▸ Work order
The records below hold a stretch from the line with "PR #107, opened 2017-08-10" through the line with "sizeof(RGBA8), new detail::ExpectEq<RGBA8>(expected))"; return exactly those lines, ends included, and nothing more.

Dataset entries
'''

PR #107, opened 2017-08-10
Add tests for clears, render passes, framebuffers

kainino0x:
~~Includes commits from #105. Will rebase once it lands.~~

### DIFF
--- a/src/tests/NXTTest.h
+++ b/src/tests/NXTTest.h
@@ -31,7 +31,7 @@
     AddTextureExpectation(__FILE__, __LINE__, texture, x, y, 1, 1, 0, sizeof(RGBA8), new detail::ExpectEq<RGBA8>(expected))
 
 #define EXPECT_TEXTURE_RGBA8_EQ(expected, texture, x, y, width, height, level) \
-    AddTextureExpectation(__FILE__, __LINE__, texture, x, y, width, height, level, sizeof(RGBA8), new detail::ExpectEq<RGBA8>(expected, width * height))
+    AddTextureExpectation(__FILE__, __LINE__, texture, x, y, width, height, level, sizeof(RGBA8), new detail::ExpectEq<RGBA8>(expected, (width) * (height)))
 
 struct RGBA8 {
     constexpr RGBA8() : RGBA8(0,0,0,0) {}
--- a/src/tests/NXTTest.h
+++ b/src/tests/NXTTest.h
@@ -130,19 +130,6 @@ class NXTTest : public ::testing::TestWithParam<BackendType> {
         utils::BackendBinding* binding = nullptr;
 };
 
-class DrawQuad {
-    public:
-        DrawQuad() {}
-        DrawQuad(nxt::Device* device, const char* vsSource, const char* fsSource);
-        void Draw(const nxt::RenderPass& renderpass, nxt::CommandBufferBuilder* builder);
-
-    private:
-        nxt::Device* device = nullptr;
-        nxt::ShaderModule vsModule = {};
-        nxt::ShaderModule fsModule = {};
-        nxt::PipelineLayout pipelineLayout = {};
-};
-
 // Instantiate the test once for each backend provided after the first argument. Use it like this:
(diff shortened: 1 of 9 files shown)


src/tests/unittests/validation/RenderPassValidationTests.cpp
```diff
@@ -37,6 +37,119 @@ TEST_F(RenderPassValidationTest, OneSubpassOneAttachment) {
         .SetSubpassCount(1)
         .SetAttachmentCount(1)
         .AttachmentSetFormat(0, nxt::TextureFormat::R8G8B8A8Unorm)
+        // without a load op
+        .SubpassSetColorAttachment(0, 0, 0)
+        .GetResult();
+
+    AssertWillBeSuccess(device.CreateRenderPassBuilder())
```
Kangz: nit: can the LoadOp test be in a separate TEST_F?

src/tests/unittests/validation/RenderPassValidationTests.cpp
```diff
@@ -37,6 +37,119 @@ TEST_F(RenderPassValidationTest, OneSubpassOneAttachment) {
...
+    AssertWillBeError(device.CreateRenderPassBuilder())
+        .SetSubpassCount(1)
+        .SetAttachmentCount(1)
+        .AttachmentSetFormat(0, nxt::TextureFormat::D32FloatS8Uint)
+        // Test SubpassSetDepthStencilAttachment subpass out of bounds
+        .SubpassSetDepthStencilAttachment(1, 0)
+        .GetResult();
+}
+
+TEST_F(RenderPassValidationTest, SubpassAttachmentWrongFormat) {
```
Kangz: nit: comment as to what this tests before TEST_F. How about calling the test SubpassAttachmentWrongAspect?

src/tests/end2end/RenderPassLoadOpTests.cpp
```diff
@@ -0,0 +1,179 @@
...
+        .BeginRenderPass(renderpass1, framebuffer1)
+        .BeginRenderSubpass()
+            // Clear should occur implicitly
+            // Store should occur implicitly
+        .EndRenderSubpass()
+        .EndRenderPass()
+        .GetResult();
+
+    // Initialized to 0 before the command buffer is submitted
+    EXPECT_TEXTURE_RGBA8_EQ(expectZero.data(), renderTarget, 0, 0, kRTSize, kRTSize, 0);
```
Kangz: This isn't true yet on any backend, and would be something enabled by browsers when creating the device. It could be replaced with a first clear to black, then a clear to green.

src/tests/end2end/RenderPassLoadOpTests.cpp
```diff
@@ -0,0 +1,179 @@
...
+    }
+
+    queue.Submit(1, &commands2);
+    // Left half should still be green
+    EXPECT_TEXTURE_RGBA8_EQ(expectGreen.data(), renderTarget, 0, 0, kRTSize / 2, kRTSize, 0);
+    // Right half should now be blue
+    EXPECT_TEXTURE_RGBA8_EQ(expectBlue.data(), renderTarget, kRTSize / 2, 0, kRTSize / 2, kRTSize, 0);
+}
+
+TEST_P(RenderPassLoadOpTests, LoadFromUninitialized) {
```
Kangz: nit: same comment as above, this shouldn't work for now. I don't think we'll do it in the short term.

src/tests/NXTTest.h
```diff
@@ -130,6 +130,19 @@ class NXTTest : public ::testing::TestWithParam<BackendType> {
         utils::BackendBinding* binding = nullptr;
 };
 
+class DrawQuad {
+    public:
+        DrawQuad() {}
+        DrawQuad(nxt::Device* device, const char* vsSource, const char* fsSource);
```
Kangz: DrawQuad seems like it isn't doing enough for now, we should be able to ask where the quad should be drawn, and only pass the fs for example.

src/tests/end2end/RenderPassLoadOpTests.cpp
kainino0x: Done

'''
'''

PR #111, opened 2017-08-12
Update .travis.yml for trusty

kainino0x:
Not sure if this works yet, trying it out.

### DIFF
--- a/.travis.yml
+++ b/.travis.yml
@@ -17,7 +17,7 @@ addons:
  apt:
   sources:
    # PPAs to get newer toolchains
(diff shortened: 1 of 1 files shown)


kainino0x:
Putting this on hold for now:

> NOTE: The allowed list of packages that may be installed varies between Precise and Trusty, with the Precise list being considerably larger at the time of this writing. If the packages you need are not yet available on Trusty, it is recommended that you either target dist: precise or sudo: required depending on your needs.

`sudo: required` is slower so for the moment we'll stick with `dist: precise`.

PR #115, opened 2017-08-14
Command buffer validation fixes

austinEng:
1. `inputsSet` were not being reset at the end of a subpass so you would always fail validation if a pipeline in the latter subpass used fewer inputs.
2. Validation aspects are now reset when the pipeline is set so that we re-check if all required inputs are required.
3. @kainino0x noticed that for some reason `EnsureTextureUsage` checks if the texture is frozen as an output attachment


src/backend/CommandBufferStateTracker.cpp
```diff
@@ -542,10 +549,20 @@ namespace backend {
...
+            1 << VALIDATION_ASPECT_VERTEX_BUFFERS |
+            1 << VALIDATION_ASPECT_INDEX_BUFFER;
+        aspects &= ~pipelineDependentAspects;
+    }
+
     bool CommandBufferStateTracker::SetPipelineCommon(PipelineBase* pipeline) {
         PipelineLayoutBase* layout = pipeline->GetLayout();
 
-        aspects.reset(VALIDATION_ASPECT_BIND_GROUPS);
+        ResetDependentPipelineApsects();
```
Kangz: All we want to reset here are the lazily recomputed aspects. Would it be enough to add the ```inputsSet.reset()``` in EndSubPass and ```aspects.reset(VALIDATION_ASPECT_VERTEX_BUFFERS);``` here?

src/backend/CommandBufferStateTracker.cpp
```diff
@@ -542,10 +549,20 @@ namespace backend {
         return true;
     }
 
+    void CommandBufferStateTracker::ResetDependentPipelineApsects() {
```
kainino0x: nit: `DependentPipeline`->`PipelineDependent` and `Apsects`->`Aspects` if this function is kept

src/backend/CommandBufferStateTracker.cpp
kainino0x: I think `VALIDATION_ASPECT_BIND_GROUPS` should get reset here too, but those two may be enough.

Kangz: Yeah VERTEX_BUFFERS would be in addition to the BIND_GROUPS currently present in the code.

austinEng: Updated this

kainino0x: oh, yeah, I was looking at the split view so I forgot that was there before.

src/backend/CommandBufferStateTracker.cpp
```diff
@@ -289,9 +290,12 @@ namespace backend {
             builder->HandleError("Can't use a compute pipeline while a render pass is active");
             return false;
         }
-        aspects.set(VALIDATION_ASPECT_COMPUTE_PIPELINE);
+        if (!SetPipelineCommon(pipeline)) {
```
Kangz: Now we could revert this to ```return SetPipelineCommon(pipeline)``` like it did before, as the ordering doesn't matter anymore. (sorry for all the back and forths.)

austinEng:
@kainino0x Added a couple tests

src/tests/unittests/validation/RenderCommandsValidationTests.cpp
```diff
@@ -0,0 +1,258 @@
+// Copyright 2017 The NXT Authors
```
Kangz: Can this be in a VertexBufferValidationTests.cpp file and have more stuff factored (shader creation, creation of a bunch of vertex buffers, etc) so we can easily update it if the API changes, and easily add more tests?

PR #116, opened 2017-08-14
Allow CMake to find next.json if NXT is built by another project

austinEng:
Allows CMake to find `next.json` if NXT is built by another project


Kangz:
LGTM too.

'''

▸ The answer
PR #107, opened 2017-08-10
Add tests for clears, render passes, framebuffers

kainino0x:
~~Includes commits from #105. Will rebase once it lands.~~

### DIFF
--- a/src/tests/NXTTest.h
+++ b/src/tests/NXTTest.h
@@ -31,7 +31,7 @@
     AddTextureExpectation(__FILE__, __LINE__, texture, x, y, 1, 1, 0, sizeof(RGBA8), new detail::ExpectEq<RGBA8>(expected))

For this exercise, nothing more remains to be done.